* PROBLEM STATEMENT *
Every line of the material that mentions the word "know" should be copied out.

* DATA SUPPLIED *
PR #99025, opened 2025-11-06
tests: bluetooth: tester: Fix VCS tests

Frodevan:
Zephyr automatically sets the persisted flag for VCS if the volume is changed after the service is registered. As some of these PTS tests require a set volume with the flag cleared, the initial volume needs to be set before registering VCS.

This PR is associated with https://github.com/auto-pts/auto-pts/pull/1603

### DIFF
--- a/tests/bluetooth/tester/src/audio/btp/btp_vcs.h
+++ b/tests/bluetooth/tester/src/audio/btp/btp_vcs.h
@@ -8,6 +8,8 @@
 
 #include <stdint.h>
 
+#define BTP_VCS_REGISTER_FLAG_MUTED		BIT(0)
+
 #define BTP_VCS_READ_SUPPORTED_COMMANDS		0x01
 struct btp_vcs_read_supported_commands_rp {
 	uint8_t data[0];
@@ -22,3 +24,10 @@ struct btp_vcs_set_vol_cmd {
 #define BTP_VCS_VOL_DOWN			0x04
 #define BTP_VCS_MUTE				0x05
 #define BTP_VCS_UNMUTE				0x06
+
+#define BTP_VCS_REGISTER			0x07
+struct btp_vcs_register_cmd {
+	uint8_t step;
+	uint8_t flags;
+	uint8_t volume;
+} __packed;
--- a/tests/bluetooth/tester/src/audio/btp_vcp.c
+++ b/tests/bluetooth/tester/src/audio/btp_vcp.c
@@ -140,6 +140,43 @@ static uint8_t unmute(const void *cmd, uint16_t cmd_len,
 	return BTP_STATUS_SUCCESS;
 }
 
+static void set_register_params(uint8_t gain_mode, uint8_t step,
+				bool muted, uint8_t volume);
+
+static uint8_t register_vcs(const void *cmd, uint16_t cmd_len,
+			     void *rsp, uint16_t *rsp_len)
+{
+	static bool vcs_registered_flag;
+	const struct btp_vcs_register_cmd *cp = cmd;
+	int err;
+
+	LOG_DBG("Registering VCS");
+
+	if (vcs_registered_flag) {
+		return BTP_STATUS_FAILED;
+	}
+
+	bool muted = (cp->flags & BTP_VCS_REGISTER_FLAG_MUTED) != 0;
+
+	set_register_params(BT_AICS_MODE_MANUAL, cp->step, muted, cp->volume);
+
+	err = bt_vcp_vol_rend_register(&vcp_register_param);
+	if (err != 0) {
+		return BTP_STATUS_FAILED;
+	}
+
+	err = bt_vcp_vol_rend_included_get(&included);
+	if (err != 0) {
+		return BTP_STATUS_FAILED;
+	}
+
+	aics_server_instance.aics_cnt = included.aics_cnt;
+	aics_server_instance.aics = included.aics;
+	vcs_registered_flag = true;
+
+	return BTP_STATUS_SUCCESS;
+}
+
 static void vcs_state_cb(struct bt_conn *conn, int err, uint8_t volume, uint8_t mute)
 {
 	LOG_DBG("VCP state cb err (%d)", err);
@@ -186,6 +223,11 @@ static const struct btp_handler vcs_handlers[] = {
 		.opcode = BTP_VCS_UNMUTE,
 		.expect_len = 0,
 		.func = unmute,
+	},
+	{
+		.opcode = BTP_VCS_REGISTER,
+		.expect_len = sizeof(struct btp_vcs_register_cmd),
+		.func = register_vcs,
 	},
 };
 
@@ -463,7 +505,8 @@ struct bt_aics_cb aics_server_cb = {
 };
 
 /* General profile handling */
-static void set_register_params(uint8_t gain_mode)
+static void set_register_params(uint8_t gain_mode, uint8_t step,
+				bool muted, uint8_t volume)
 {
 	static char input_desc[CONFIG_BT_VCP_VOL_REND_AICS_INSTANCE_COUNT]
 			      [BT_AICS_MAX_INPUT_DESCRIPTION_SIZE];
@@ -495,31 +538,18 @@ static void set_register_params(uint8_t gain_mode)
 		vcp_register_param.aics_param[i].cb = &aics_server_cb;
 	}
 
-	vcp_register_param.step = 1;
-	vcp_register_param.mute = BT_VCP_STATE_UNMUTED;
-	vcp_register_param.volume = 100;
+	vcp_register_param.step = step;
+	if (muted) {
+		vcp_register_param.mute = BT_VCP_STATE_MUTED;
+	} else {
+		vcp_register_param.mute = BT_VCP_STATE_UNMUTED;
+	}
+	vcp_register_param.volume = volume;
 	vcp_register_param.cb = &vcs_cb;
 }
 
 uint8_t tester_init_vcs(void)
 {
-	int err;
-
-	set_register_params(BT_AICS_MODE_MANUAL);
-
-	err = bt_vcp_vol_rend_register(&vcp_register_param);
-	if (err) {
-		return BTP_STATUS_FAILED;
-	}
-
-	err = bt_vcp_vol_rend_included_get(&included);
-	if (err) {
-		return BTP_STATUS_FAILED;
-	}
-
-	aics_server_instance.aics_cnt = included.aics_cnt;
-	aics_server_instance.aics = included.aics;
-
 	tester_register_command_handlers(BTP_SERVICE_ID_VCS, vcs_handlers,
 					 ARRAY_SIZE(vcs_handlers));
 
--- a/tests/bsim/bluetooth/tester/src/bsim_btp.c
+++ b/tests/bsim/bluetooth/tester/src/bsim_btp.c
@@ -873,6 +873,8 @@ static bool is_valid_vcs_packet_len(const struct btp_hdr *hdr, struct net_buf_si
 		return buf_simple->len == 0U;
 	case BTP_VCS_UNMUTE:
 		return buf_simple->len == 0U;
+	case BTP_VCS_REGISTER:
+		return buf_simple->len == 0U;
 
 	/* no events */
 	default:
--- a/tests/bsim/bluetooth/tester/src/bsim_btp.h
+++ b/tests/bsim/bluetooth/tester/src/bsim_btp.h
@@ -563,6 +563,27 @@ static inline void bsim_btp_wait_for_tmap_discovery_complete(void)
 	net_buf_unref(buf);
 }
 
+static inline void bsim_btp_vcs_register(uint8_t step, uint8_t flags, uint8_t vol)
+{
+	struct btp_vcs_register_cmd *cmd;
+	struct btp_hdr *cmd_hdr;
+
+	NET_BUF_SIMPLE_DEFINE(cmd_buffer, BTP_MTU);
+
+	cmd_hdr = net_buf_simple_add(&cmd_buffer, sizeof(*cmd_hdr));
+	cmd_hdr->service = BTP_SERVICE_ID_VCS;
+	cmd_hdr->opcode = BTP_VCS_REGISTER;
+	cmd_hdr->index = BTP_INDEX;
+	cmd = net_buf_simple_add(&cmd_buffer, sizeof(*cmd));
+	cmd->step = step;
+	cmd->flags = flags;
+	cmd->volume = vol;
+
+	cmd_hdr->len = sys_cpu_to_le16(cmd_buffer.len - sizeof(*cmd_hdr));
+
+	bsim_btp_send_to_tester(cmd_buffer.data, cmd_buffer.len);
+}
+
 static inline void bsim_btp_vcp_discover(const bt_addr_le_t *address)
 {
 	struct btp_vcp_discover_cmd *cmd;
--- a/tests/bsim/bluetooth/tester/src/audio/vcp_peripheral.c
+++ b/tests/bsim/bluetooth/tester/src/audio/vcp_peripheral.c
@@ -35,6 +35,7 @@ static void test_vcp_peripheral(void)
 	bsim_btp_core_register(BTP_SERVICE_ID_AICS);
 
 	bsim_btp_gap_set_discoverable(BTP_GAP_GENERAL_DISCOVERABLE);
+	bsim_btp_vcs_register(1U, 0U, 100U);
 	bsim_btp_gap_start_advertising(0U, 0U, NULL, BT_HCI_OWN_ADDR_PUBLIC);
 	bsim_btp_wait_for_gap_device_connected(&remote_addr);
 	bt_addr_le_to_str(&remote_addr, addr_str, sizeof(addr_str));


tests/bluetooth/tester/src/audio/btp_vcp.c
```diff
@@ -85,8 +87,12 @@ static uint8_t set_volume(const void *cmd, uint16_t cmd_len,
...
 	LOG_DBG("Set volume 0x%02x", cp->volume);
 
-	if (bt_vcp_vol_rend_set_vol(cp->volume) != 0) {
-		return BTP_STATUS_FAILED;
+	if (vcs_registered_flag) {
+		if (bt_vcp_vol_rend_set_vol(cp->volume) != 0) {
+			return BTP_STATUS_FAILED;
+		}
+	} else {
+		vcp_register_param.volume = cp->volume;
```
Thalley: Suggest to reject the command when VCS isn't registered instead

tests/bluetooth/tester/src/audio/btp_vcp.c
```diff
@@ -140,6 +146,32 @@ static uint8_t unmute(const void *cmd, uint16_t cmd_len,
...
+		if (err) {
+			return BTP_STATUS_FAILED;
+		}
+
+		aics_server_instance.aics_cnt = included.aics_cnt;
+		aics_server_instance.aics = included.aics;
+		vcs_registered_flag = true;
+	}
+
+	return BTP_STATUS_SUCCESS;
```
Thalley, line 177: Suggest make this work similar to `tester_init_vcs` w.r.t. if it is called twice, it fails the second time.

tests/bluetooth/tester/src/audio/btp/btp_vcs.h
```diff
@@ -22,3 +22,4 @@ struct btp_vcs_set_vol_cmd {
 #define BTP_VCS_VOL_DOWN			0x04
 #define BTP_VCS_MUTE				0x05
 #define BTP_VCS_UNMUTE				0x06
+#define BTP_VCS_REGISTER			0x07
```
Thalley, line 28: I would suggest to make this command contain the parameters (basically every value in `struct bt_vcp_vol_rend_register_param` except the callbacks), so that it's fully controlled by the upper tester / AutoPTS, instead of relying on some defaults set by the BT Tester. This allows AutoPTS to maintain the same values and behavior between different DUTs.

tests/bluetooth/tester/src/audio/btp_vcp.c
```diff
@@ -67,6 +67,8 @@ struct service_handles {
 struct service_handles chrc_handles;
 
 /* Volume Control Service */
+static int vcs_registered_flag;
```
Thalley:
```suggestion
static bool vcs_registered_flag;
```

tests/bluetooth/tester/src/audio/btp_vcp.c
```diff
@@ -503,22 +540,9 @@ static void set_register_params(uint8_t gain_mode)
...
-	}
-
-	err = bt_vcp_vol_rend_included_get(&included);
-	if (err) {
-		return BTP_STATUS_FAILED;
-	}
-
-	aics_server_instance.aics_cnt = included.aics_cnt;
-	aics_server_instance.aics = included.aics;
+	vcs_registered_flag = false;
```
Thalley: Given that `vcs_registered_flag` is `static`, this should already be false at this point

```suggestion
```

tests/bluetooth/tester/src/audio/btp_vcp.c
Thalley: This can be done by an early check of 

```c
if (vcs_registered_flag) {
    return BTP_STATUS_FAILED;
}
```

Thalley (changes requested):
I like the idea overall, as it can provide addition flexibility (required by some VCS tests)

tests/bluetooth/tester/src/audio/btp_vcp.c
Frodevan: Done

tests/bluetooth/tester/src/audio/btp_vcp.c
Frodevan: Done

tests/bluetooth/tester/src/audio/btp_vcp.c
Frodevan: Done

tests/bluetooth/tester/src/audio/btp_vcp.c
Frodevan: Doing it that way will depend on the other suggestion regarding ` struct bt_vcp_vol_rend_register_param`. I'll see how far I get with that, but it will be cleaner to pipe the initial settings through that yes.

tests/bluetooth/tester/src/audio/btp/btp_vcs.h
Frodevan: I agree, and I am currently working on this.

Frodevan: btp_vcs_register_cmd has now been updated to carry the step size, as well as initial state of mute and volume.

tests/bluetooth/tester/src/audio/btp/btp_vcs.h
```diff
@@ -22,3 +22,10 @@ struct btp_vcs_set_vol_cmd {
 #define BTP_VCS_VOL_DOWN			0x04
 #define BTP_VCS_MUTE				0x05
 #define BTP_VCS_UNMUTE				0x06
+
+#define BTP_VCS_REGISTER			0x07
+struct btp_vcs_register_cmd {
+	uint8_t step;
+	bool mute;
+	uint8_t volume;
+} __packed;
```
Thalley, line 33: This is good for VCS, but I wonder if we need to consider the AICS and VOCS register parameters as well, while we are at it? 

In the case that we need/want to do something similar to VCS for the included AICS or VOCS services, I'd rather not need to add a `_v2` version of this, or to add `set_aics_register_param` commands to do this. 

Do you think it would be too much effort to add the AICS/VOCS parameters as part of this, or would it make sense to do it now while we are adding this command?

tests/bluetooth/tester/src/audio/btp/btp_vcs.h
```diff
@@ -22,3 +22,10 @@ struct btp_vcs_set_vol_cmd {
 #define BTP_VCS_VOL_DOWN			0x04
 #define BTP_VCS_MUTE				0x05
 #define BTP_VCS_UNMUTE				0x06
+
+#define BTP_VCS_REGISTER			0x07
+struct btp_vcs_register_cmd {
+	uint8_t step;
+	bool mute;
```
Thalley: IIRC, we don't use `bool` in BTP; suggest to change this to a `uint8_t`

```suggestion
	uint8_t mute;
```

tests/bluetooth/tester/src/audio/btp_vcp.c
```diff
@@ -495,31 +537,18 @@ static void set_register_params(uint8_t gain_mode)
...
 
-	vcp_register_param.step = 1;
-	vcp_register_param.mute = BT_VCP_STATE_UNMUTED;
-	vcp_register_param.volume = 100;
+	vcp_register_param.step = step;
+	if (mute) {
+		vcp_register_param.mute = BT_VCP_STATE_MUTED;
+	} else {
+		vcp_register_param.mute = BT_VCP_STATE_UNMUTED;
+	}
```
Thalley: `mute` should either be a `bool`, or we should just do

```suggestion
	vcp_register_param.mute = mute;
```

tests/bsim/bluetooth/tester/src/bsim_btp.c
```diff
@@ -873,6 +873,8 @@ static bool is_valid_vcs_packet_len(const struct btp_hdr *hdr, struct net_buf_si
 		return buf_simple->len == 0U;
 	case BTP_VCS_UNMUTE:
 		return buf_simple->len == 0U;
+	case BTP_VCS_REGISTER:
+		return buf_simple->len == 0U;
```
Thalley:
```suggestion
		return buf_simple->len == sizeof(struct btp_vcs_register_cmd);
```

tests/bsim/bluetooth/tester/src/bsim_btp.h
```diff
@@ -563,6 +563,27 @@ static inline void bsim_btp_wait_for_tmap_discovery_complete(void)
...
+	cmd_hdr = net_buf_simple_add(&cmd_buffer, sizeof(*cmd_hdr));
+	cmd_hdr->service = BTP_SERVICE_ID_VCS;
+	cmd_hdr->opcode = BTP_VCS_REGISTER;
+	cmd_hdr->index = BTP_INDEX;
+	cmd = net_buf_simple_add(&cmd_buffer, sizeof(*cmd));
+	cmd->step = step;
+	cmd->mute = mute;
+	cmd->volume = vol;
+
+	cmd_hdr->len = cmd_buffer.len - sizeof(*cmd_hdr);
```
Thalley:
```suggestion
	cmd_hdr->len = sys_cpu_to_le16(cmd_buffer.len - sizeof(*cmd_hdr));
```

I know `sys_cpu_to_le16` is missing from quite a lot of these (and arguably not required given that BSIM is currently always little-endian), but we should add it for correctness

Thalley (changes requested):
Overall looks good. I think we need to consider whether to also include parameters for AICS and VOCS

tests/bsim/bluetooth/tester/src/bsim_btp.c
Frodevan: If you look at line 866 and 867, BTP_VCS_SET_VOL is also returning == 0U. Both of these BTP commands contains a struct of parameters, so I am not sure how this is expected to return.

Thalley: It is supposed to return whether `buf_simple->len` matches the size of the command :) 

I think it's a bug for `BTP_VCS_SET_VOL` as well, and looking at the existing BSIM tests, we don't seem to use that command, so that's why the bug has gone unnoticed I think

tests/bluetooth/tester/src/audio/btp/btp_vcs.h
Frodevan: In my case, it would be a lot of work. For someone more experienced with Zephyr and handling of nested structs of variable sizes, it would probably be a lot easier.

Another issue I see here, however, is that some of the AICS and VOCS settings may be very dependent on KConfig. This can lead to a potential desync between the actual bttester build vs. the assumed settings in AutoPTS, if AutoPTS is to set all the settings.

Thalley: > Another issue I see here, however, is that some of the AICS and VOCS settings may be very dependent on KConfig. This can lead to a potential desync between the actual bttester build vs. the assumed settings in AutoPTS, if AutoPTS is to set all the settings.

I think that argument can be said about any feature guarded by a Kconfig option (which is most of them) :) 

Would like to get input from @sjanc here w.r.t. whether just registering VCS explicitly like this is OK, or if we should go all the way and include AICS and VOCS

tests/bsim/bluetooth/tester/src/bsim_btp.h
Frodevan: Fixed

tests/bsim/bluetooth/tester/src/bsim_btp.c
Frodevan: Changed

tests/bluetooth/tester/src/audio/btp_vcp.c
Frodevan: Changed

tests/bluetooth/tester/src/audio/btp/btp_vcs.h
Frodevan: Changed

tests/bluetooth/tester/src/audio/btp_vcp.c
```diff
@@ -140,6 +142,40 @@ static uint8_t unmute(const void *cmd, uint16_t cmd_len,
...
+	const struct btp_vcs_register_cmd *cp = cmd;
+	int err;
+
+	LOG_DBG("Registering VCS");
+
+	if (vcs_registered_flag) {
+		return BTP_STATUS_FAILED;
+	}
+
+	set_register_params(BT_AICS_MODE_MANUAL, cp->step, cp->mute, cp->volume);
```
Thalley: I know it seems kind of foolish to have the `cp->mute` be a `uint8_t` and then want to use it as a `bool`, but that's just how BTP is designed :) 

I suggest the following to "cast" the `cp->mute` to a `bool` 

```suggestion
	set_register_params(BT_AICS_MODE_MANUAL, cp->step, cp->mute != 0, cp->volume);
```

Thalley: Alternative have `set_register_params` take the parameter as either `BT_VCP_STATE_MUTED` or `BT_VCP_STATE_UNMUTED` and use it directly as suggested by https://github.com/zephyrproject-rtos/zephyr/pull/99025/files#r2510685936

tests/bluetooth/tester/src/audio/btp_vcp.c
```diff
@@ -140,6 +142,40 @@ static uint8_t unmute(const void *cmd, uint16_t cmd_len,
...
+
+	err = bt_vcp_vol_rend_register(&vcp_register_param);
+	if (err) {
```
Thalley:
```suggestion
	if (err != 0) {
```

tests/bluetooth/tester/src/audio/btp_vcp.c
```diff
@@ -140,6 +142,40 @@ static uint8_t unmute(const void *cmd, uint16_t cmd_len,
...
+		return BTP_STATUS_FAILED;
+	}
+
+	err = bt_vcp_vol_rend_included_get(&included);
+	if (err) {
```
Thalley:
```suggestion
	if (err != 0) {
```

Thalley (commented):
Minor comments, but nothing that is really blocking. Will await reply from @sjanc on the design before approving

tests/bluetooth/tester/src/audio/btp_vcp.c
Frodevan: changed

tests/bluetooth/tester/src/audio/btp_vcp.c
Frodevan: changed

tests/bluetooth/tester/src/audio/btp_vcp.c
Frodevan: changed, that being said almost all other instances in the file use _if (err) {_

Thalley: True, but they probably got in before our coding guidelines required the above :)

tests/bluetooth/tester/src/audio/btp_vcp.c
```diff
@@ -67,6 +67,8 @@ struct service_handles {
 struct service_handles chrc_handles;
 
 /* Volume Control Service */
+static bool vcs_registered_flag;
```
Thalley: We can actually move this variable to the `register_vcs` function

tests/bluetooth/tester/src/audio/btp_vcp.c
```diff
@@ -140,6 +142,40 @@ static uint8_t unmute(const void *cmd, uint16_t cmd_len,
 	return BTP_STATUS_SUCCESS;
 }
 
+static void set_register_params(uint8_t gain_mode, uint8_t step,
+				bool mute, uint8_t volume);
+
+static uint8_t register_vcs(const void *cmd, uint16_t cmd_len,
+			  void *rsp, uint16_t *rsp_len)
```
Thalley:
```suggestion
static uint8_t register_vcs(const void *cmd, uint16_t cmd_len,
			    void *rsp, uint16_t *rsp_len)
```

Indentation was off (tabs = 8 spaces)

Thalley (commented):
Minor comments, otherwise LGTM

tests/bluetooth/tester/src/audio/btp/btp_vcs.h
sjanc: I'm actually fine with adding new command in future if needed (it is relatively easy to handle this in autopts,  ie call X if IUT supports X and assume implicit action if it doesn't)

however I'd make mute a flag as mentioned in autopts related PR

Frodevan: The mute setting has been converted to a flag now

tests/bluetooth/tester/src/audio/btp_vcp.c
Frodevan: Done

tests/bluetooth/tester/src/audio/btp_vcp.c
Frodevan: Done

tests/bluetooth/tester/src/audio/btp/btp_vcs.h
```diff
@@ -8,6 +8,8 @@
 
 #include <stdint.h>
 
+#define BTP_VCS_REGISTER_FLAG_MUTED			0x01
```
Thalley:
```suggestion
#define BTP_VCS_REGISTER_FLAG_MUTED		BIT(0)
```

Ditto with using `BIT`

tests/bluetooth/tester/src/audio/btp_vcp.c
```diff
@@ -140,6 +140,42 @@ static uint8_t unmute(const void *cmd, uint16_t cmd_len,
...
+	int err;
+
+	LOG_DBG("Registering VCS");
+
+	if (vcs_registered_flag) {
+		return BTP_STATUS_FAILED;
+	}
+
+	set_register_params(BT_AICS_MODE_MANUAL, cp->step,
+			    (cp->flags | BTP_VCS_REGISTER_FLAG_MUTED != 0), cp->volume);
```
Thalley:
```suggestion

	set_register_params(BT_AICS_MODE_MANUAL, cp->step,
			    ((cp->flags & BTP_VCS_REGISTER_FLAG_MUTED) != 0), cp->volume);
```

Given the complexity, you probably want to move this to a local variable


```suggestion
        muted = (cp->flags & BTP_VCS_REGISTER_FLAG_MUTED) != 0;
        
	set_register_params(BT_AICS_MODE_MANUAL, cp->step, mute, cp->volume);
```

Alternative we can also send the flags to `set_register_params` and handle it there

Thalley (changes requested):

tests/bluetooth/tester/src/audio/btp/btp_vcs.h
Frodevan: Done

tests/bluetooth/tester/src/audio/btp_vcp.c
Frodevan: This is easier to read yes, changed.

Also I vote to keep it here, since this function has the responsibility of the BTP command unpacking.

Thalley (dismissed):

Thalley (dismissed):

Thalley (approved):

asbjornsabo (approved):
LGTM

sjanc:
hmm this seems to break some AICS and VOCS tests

* SOLUTION FOR THIS PROBLEM *
I know `sys_cpu_to_le16` is missing from quite a lot of these (and arguably not required given that BSIM is currently always little-endian), but we should add it for correctness
Thalley: I know it seems kind of foolish to have the `cp->mute` be a `uint8_t` and then want to use it as a `bool`, but that's just how BTP is designed :) 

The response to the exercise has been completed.